What remains unresolved is implementation. The data exists. The recommendations exist. The urgency is documented. What the workshop did not resolve is how a state government, already managing competing crises, prioritizes the systematic redesign of enforcement, infrastructure, and education that the experts described. The forty-three deaths per day continue. The question now is whether they will become the catalyst for the kind of sustained, multi-sectoral action that the evidence suggests is possible.
Notable Quotes
Maharashtra's persistent position among India's top three states for road-traffic fatalities underscores both the magnitude of the challenge and the urgency for sustained, systemic action.— Dr. Syed Hubbe Ali, Health Specialist, UNICEF Delhi
Adolescence is a window of opportunity to build a foundation for lifelong health. Investing in adolescent nutrition means investing in the nation's human capital.— Dr. Mrudula Phadke, Senior Advisor to the Maharashtra government and UNICEF
The Hearth Conversation Another angle on the story
Why does Maharashtra rank third nationally? Is it just population, or is something specific about the state making it worse?
It's not just size. The data shows overspeeding causes 65 percent of fatal crashes—that's a choice, an enforcement gap. National highways account for 37 percent of fatalities. The state has high-speed corridors with predictable danger zones. It's not random.
The 29 percent helmet compliance among children troubles me. That's a choice too, but whose choice—parents, riders, or enforcement failure?
All three. Parents may not enforce it. Young riders may resist. But enforcement is nearly absent. If nine in ten children aren't wearing helmets, that's not a compliance problem—that's a system that has decided not to enforce the rule.
You mentioned school transport vehicles lack seatbelts and trained attendants. How is that still happening in 2024?
Because there's no systematic inspection, no accountability. A vehicle carries children daily, but nobody checks if it has emergency exits or if the person driving knows what to do in a crash. It's invisible until something goes wrong.
The experts want to cut fatalities by 50 percent by 2030. Is that realistic, or is it aspirational?
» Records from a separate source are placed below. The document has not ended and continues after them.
Issue #594, opened 2026-08-17
Canary artifacts were committed into a code branch by an over-broad git add


realmarcin:
Found while switching branches during the review of #592.

`git add -A src tests data .claude` on the `add-source-priority` branch swept in
the v5 canary output — ten files including the full and core records, the
provenance record, the reasoning log and five phase snapshots under
`intermediate/`.

Nothing is lost: they are in that branch's wip commit, and they reappear on
checkout. But they do not belong in a branch about source priority, and the
symptom was alarming in the moment — switching branches made the canary
artifacts vanish from the working tree, which looks exactly like losing a billed
run.

## Why it matters beyond tidiness

Generated records under `data/d4d_concatenated/` are corpus, not code. Mixing
them into a code branch means:

- a code review diff contains a 93KB generated YAML;
- reverting the code change would revert the corpus record with it;
- the branch cannot be rebased cleanly against another that also touched the
  corpus.

There is precedent for the corpus and the code moving separately — #508 removed
a whole label from git while leaving it on disk, which is why an untracked
orphan directory still exists.

## Fix

Commit corpus and code separately, and stage explicitly rather than with `-A`
over a directory that contains both. Worth considering whether a new run's
output should be committed at all until its arm completes: the v4 arm's records
were committed, the v5 canary's are one superseded run.

realmarcin:
Triage of the open queue on 2026-09-06 (main 42c4a48b, 186 issues read with comments): status: no mixed src+data commit in the last 60; CLAUDE.md carries the #795 data-PR rule but no explicit staging rule. One CLAUDE.md line would close this.

Issue #353, opened 2026-08-06
Request assembly is unversioned in provenance: records before/after #352 carry identical prompt evidence


realmarcin:
Found reviewing #352. Provenance records the prompt *file* hash and the *resolved prompt text* hash (`resolved_prompt_digest`), but nothing records how `build_phase()` assembles the request — part ordering, phase instruction text, carry headers. #352 materially changed the request (instruction moved after the carried artifacts; two instructions reworded) yet a record generated the day before and the day after carry byte-identical prompt evidence.

For sweep interpretation this matters exactly once per assembly change: v3 records generated 2026-08-05 (old assembly, `google/claude-opus-5-high`) vs post-#352 records differ in two unrecorded dimensions. Today the repo commit hash in provenance is the only witness, and it also witnesses a thousand unrelated things.

Possible fix: hash the fully assembled message parts (minus the bundle, already hashed) per phase into the provenance `prompts` block — e.g. `assembly: {phase: sha256}` — or at minimum stamp an assembly version constant bumped on any `build_phase`/`PHASE_INSTRUCTIONS` change.

🤖 Generated with [Claude Code](https://claude.com/claude-code)

PR #595, opened 2026-08-17
Let the manifest say which source wins a disagreement (Harry, 2026-08-17)

realmarcin:
Harry's observation, implemented. Closes nothing yet — the tier ordering is a
domain judgement worth his eye before this merges.

## The gap it closes

The uniform rules have always said to represent a disagreement rather than
select a side. A v4 CHORUS record followed that and named what was missing:

> No instance count is asserted because the two sources give different figures
> (over 45,000 and 50,000) for the same released dataset and **the bundle offers
> no basis for preferring one**.

The rule was right. `source_priority` in `source_manifest.yaml` supplies the
basis — declared there rather than in a prompt, for the reason #422 records: a
constraint in the launch text is per-run adaptation nothing inherits and no test
can see.

| tier | source types | what the tier means |
|---|---|---|
| 1 | RO-Crate, structured metadata, data resource | the release describing itself |
| 2 | documentation, license, DUA, IRB | the project describing its release |
| 3 | publication, preprint, white paper | the literature |
| 4 | NIH project page, tutorial | about the project, not the release |
| 5 | historical data release / documentation | retained for provenance |

**A tier is proximity to the release, not trust.** Peer-reviewed work is
authoritative on method and routinely behind the current release on counts,
which is why it sits below the project's own documentation *for this purpose*.
All 14 source types in use are ranked; a source may override with `priority:`.

The CHORUS case resolves to `project_documentation` (tier 2) over
`cohort_2_webinar` (tier 4) — 50,000, with both figures preserved in the caveat.

**Equal tiers do not decide.** Where the strongest tier is shared, priority has
nothing to say and the record represents the disagreement as before.

```
d4d download priority                          # the table
d4d download priority --project CHORUS         # a project's ranking
d4d download priority --project CHORUS --decide a,b
d4d download priority --strict                 # fail on an unranked source_type
```

## Two structural points

**The rule is the fifth in the v5 block, not an edit to the inherited one.** The
disagreement rule is v2's and every version carries it, so changing it in v5
would silently change what v2, v3 and v4 mean. The suite caught the first
attempt to do exactly that.

**Rebuilt on top of #592, not rebased.** The first version of this branch was
cut before #592 and superseded pin `bc239c3a`, so merging it would have reverted
the restored CURIE force. Copying its playbook wholesale *did* revert it once
during the rebuild — caught by checking rather than assuming. The pin now
supersedes `45c6f86f`, which is #592's.

Canary artifacts are left untracked (#594).

14 tests. Suite: 2136 passed, 4 skipped.

Generated with Claude Code

### DIFF
--- a/.claude/commands/d4d-uniform-rules.md
+++ b/.claude/commands/d4d-uniform-rules.md
@@ -24,6 +24,22 @@ to every project:
 - Where the declared bundle contains sources that disagree, represent what the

It's realistic if you focus on the twenty highest-fatality corridors and change enforcement and design there. You're not fixing everything at once. You're targeting where the deaths actually happen.
Why does the workshop frame road safety as a health issue rather than a traffic issue?
Because it changes who's responsible. Traffic police alone can't solve this. Schools, health programs, urban planners—they all have to move together. It's not a ticket problem. It's a system problem.